## PROBLEM
Extract from the entries below, exactly as given, only the lines from the line containing "--- a/src/main/java/cn/nukkit/nbt/NBTIO.java" to the line containing "### Summary", both lines included.

===== EXCERPTED RECORDS =====

PR #895, opened 2026-09-01
item: keep totems single and preserve old overstacks

w1zardz:
Direct container writers could store two typed totems in one slot because
BaseInventory.setItem does not enforce the item's stack limit. Item.get also
falls back to a plain Item after a constructor failure, giving the canonical
totem id the base limit of 64.

Make the base Item report a limit of one for the totem id, so inventory
transfers and addItem keep the vanilla invariant even for a fallback object.
Do not truncate an already persisted totem overstack during NBT decoding: the
host migration needs the original count to split it across slots without
silently deleting paid or looted items. Other invalid stacks retain the old
clamp.

### DIFF
--- a/src/main/java/cn/nukkit/item/Item.java
+++ b/src/main/java/cn/nukkit/item/Item.java
@@ -1652,7 +1652,7 @@ public class Item implements Cloneable, BlockID, ItemID, ItemNamespaceId, Protoc
     }
 
     public int getMaxStackSize() {
-        return 64;
+        return id == TOTEM ? 1 : 64;
     }
 
     final public Short getFuelTime() {
--- a/src/main/java/cn/nukkit/nbt/NBTIO.java
+++ b/src/main/java/cn/nukkit/nbt/NBTIO.java
@@ -83,7 +83,11 @@ public class NBTIO {
             item.setCount(count);
         }
 
-        if (item.count > item.getMaxStackSize()) {
+        // Old direct container writes could persist two totems in one slot. Keep their exact
+        // count until the host migration can split them into separate slots; clamping here
+        // silently deletes the paid or looted tail before any inventory code can see it.
+        // Other malformed stacks keep the original defensive clamp.
+        if (item.count > item.getMaxStackSize() && item.getId() != Item.TOTEM) {
             item.count = item.getMaxStackSize();
             tag.putByte("Count", item.getMaxStackSize());
         }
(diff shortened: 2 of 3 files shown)


tachibana-kanade-angel:
## 🤖 AI Review

### Summary
This PR enforces the vanilla single-stack invariant for totems on the base `Item` fallback and preserves legacy totem overstacks during NBT decoding so the host migration can split them instead of silently deleting items. The changes are small, focused, and well-documented. A new test covers the fallback stack limit, the overstack-preservation path, and the retained defensive clamp for other malformed stacks.

### Issues Found
#### Blocking Issues
- None.

#### Non-blocking Issues
- **BaseInventory.setItem/setItemForce do not enforce stack limits** (pre-existing gap): a direct `setItem(index, item)` with a 2-count `ItemTotem` still succeeds — the write path remains unvalidated, and the new NBT exception makes such stacks persist across reloads. This was the original source of the overstack bug. Consider enforcing or splitting stacks at the inventory write path in a follow-up, plus a regression test that exercises an actual inventory write (not only `getMaxStackSize()`).
- **Global totem exemption in NBTIO.getItemHelper**: `getItemHelper` is a generic decoder with ~44 call sites (trade recipes, loot, dropped items, bundles, equipment, containers). Exempting every totem from the clamp globally means malformed/crafted NBT in any of those contexts can carry an overstacked totem (up to a byte-sized count). Preservation is only needed for the legacy container-migration path; consider scoping the exemption so newly created or malformed NBT in unrelated contexts (e.g. trade recipes, loot) can't smuggle in oversized totem stacks.
- **Whole-slot clear on totem use**: `Entity.attack` clears the entire hand/offhand slot when a totem activates, so a preserved 2-stack would be consumed entirely for one activation until the host migration splits it. Preserved overstacks should be migrated before gameplay, or consumption should decrement the count instead of clearing the slot.

### Recommendations
- Scope the NBTIO totem exemption to the container-migration path (e.g. an explicit preserve flag) rather than a global item-id check.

=====

## SOLVED EXERCISE
--- a/src/main/java/cn/nukkit/nbt/NBTIO.java
+++ b/src/main/java/cn/nukkit/nbt/NBTIO.java
@@ -83,7 +83,11 @@ public class NBTIO {
             item.setCount(count);
         }
 
-        if (item.count > item.getMaxStackSize()) {
+        // Old direct container writes could persist two totems in one slot. Keep their exact
+        // count until the host migration can split them into separate slots; clamping here
+        // silently deletes the paid or looted tail before any inventory code can see it.
+        // Other malformed stacks keep the original defensive clamp.
+        if (item.count > item.getMaxStackSize() && item.getId() != Item.TOTEM) {
             item.count = item.getMaxStackSize();
             tag.putByte("Count", item.getMaxStackSize());
         }
(diff shortened: 2 of 3 files shown)


tachibana-kanade-angel:
## 🤖 AI Review

### Summary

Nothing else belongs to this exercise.